A second important question is whether there should continue to be separate legal standards for mental health confidentiality and for substance use and alcohol use confidentiality. The reform proposals advanced to date generally would leave the Federal substance use law intact. This would have the practical effect of locking in the disparate standards that currently exist for mental health information (governed by state laws) and substance and alcohol use information (governed by the Federal law). Some experts disagree with the notion of having discrete, disease-based standards, on the ground that there are other diseases that raise legitimate concerns regarding privacy that do not receive special protection (Gostin, 1995). Others would retain the strict protections currently available to substance and alcohol use data, while extending the same protections to mental health information. This report does not endorse either perspective. However, it would be useful to examine more closely whether disparate standards have an effect on clinical practice and on the privacy expectations of individuals in treatment, particularly those with both a mental illness and a substance abuse diagnosis.


There are many reasons why an individual with a mental illness might decide not to seek treatment. For example, some people might forego treatment for financial reasons. Others might decide that the risk of stigma and discrimination that people with mental illness still encounter is too high a price to bear. In the latter situation, being able to provide assurances that the principle of confidentiality receives strong protection may make the difference in the decision to enter and participate fully in treatment.

Confidentiality is a matter of both ethical and legal concern. As noted earlier, each of the health care professions endorses confidentiality as a core matter. However, it is the law that establishes the basic rules that govern confidentiality in practice. The law can expand confidentiality, as the U.S. Supreme Court did when it ruled that a psychotherapeutic privilege would apply in Federal court. The law also can decide that the principle of confidentiality must yield to other values, as the California Supreme Court did when it decided that mental health professionals had an obligation to protect third parties whom the professional reasonably concluded could be endangered by a client in treatment.

It is clear that confidentiality is not absolute. There are other competing values that require its breach in certain circumstances. However, it also seems clear that there are significant gaps in the current legal framework that protects the confidentiality of mental health information. Consideration of an appropriate level of legal protection for mental health information should acknowledge that mental illness continues to be a category of illness that may subject a person receiving a diagnosis to discrimination and other disadvantages.

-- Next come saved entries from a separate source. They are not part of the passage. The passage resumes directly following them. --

PR #1277, opened 2025-07-03
chore: add jsr specifier for hono

BarryThePenguin:
I've only just realised that `hono` is published as [`@hono/hono` on JSR](https://jsr.io/@hono/hono). So it may be worth adding an import specifier to point `hono` at `jsr:@hono/hono@^4.8.3`?


deno.jsonc
```diff
@@ -4,9 +4,9 @@
     "packages/ajv-validator",
     "packages/arktype-validator",
     // "packages/auth-js",
-    "packages/bun-compress",
+    // "packages/bun-compress",
```
BarryThePenguin, line 7: > Unknown export './utils/compress' for '@hono/hono@4.8.3'

Looks like hono is missing an export for `./utils/compress`. There is one for `./utils/*`, but I think Deno/JSR don't understand the wildcard

deno.jsonc
```diff
@@ -4,9 +4,9 @@
...
     // "packages/bun-transpiler",
-    "packages/casbin",
+    // "packages/casbin",
```
BarryThePenguin, line 9: > Unknown export './utils/basic-auth' for '@hono/hono@4.8.3'.

Likewise for `./utils/basic-auth`

deno.jsonc
```diff
@@ -19,7 +19,7 @@
     "packages/graphql-server",
     "packages/hello",
     // "packages/medley-router",
-    "packages/node-ws",
+    // "packages/node-ws",
```
BarryThePenguin, line 22: This one was a bit more complicated..

> TS2741 [ERROR]: Property '#private' is missing in type '{ binaryType: "arraybuffer"; close(code: number | undefined, reason: string | undefined): void; protocol: string; raw: WebSocket; readonly readyState: 0 | 2 | 1 | 3; send(source: string | ... 1 more ... | Uint8Array<...>, opts: SendOptions | undefined): void; url: URL; }' but required in type 'WSContext<WebSocket>'.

In the absence of strong confidentiality protections, some individuals with mental illness may decide that the benefit of treatment is outweighed by the risk of public disclosure. This would be harmful not only to the individual, but to a public that has a stake in the mental health of its members. The U.S. Supreme Court summarized this public interest succinctly in the decision quoted at the beginning of this section:

The psychotherapist privilege serves the public interest by facilitating the provision of appropriate treatment for individuals suffering the effects of a mental or emotional problem. The mental health of our citizenry, no less than its physical health, is a public good of transcendent importance. (Jaffee v. Redmond, 1996)

It is to be hoped that this public good, as well as the private good represented by successful treatment for mental illness, governs the continuing debate regarding the protection of confidentiality.